Actually, 'whispering' is more of a gaming term (MUDs, MMORPGs, that sort of thing), not a forum term.  So no, it doesn't show more board etiquette.


----------



## Xian

xhexdx said:


> Actually, 'whispering' is more of a gaming term (MUDs, MMORPGs, that sort of thing), not a forum term.  So no, it doesn't show more board etiquette.


Thank you for that tip, not to say anything about my spelling of, etiquette!


----------



## xhexdx

No problem.


----------



## Fran

I think the one not getting it is you, Avicularia.
curiosme and some others explained it already, so I dont relly want to  keep on going with that, but...

Asking how long is ok to handle a tarantula can be perfectly answered with 0,nothing,dont handle them at all.

For those who think this "bashing" is the way it gets around here...well, there are questions that cant have any other answer.

Maybe from now on we should ask first what kind of answer are you whiling to accept and understand, and then we will go from there.

PS: When I started keeping t's when I was a kid  my brother told me, "you shouldnt handle them/bother them, let them be, its better for them. They are not like a dog,they dont enjoy our interaction".
It really helped me and I really appreciate that was his advice from day 1.
So yes, this helps the OP.

Reactions: Agree 1


----------



## Jackuul

I only have one that, through observation on my part, is not easily stressed by handling.  She sits on my hand, I look her over, let her crawl a bit on my palms, and then she goes back into her habitat, and every single time she goes right back to her sitting spot and just sits.  I've fed her right after without issue, just to see if she was stressed though the "Spiders wont eat when stressed" info I was told early on.  

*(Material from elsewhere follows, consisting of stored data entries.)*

PR #1601, opened 2020-01-25
Update HIE to use latest hie-bios

fendor:
Closes https://github.com/haskell/haskell-ide-engine/issues/1490


fendor:
Weird single test-failure, but other than that it looks good.

fendor:
Weird test-failure that I can not explain, but it builds fine.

The other spiders have varying tolerances of handling - from "Opening the lid freaks me out" to "I will bite you if you touch the water dish" to as described above "I don't care.  Crickets?" to "You're not taking the water dish, it is mine!" tug of war. 

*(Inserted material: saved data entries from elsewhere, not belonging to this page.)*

PR #1602, opened 2020-01-26
Ormolu range format support

Avi-D-coder:
This is a bit of a hack but it works pretty great.
We format lines of equal or increasing indention, not precise ranges, and there are a few documented edge cases.

### DIFF
--- a/src/Haskell/Ide/Engine/Plugin/Ormolu.hs
+++ b/src/Haskell/Ide/Engine/Plugin/Ormolu.hs
@@ -20,9 +20,13 @@ import           Data.Char
 import           Data.List
 import           Data.Maybe
 import qualified Data.Text                     as T
+import           GHC
 import           Ormolu
 import           Haskell.Ide.Engine.PluginUtils
+import           Haskell.Ide.Engine.Support.HieExtras
 import           HIE.Bios.Types
+import qualified DynFlags                      as D
+import qualified EnumSet                       as S
 #endif
 
 ormoluDescriptor :: PluginId -> PluginDescriptor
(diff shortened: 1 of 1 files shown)


src/Haskell/Ide/Engine/Plugin/Ormolu.hs
```diff
@@ -34,24 +40,73 @@ ormoluDescriptor plId = PluginDescriptor
...
+  case typ of
+    FormatText -> ret (fullRange contents) <$> fmt contents
+    FormatRange r ->
+      let
+        txt = T.lines $ extractRange r contents
+        lineRange (Range (Position sl _) (Position el _)) =
+          Range (Position sl 0) $ Position el $ T.length $ last txt
+        -- Pragmas will not be picked up in a non standard location,
+        -- or when range starts on a Pragma
+        extPragmas = takeWhile ("{-#" `T.isPrefixOf`)
```
alanz: Given we are working in the context of a module that is likely to already be loaded by GHC, in principle we should be able to query these directly.

alanz: And if we put this behaviour into a utility, we can either get the pragmas from the module `DynFlags`, or do this parsing as a fallback. And the GHC API already has a function to do that.

Avi-D-coder: I didn't see that I could show extensions from the `EnumSet` in `DynFlags`, I mistakenly thought I was going to have to test if each extension was set, to construct the list.

src/Haskell/Ide/Engine/Plugin/Ormolu.hs
```diff
@@ -34,24 +44,69 @@ ormoluDescriptor plId = PluginDescriptor
...
-
-        case result of
-          Left  err -> return $ IdeResultFail (IdeError PluginError (T.pack $ "ormoluCmd: " ++ show err) Null)
-          Right new -> return $ IdeResultOk [TextEdit (fullRange _contents) new]
-  where
-    exop s =
-      "-X" `isPrefixOf` s
-      || "-fplugin=" `isPrefixOf` s
-      || "-pgmF=" `isPrefixOf` s
+{-# LANGUAGE BlockArguments #-}
```
alanz: Do we really need this extension? It just adds cognitive overload, people reading the code have to go off and learn what it does before continuing.

src/Haskell/Ide/Engine/Plugin/Ormolu.hs
```diff
@@ -34,24 +44,69 @@ ormoluDescriptor plId = PluginDescriptor
...
+        mStrip = case txt of
+          (l : _) ->
+            let ws = fst $ T.span isSpace l
+            in  (,) ws . T.unlines <$> traverse (T.stripPrefix ws) txt
+          _ -> Nothing
+        err = return $ IdeResultFail
+          (IdeError
+            PluginError
+            (T.pack
+              "You must format a whole block of code. Ormolu does not support arbitrary ranges."
```
alanz: What user experience does this result in? A pop-up window?  This is likely to be a fairly common experience, so should be non-threatening, just a notice.

Another possible approach is to find the enclosing block that *can* be formatted, and process that.  What does the brittany plugin do in this case?  I wonder if that logic should be captured in a library, for use in all RangeFormatting requests, so we have a standard behaviour across hie.

Avi-D-coder: I use nvim and coc so I don't know how it looks to most users. Brittany will often produce an error, in similar situations. The point of this line is just to provide a more helpful error than what we would usually get `unable to parse`.

alanz: I am happy with the message, and its contents. I just want to make sure the end user experience makes sense. But it can be tweaked easily enough, so its not a blocker.

src/Haskell/Ide/Engine/Plugin/Ormolu.hs
Avi-D-coder: Oops we don't even need it anymore

Avi-D-coder:
If there are no more objections I'm going to merge this.

Avi-D-coder:
There is one more edge, reintroduced in the switch to `DynFlags` case I found today.

Avi-D-coder:
I've been using this version today, no issues so far, so I'm going to merge.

Every single spider I have, even the slings, have different personalities and quirks.  Although all the slings are universally skittish so far (with one exception) they each have their own little personalities already.  I know for one of them I cant open the lid all the way or it will try to dart out, while for the others it varies.  For one of them, I could take the lid off, toss in a cricket, watch it eat the cricket, put the lid on, and put it back on the shelf without disturbing it.  For the rest I have to let them settle before they eat.


----------



## CMAC

*You people are off topic.*

I've been handling my tarantula for the past 2 days.  :clap: She doesn't seem to mind. In fact she acts like a perfect lady.But now to the point.You can have any time limit as long as the tarantula is fine with it.If you hold for five minutes and that's your schedule,one day the tarantula is skittish and is running everywhere.Don't hold it at all!If the tarantula is fine and being calm,don't hold it for an HOUR BECAUSE IT'S CALM!Hold it as long as you think you should (my opinion is for at least 5 to 10 minutes).And people,don't say no just because that's what you think!Actually tell what the person is asking!:?


----------



## CMAC

Fran,you don't answer the stupid question.People! just say on how long you should hold it and can you hold each day.If you disagree,than don't post a stupid reply.

Reactions: Funny 1


----------



## Zoltan

CMAC said:


> Fran,you don't answer the stupid question.People! just say on how long you should hold it and can you hold each day.If you disagree,than don't post a stupid reply.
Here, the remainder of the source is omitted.